My hope is that this kind of research can help to generate more investment to support these children and their families. These supports will need to extend beyond children with microcephaly, who are only the tip of the Zika iceberg. For every one child with microcephaly there may be 11 more with milder impairments, ranging from hearing and vision loss, to physical problems to mild developmental delays.

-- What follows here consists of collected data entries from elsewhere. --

PR #5865, opened 2021-02-09
[MB-2455] Deny payment requests if previous final payment request was already sent for the move order

mboren:
## Description

After a final payment request has been submitted for a move, we should not accept any more payment requests for that move.

In this PR, I added a check when creating a payment request to see if there are any payment requests for the same move that already have IsFinal = true. If we find any, we return `InvalidInputError`.

I also a small bug in two tests that prevented them from properly cleaning up after themselves, and broke my test when I tried to put it after them.
They both were backing up a pointer to a string (instead of its value) with the intention of restoring it at the end of the test, which did nothing.

## Reviewer Notes
- I'm never sure if I'm doing pop queries in the classiest way possible.
- I left `verrs` blank because the error doesn't really pertain to specific fields. I think this is probably OK, but I'm wondering if it means we're using the wrong flavor of error here.
 
## Setup
To test this, we have to create a `PaymentRequest` with `isFinal=true` and then create another payment request for the same MTO and verify that the second request fails.

- initial setup
```sh
make server_run
```

- create final payment request
`create_final_payment_request.json`
```json
{
  "body": {
    "isFinal": true,
    "serviceItems": [
      {
      }
    ]
  }
}
```
```sh
prime-api-client --insecure create-payment-request --filename create_final_payment_request.json
```

- Send another create-payment-request for the same MTO (this one should fail).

This week it been a privilege to welcome to London two Brazilian mothers who contracted Zika while pregnant and gave birth to beautiful babies, but affected by microcephaly. I met these inspiring women through my work when I visited the NGO Abraço a Microcefalia (“Embrace microcephaly”) that they established to support parents affected in Salvador. Their lives certainly aren’t all doom and gloom; they are happy parents, taking pride in the achievements and progress of their children. One told me that having her daughter was the best thing that ever happened to her, and that through the baby she learnt to live a better life.

The newborn baby I saw in the intensive care unit will be turning two soon, and I often wonder what his life is like. Recent figures show that 53 million children below the age of 5 have developmental disabilities. With proper research and appropriate services, these children, and their carers, will have many more opportunities in life, which will create a better and fairer society for all.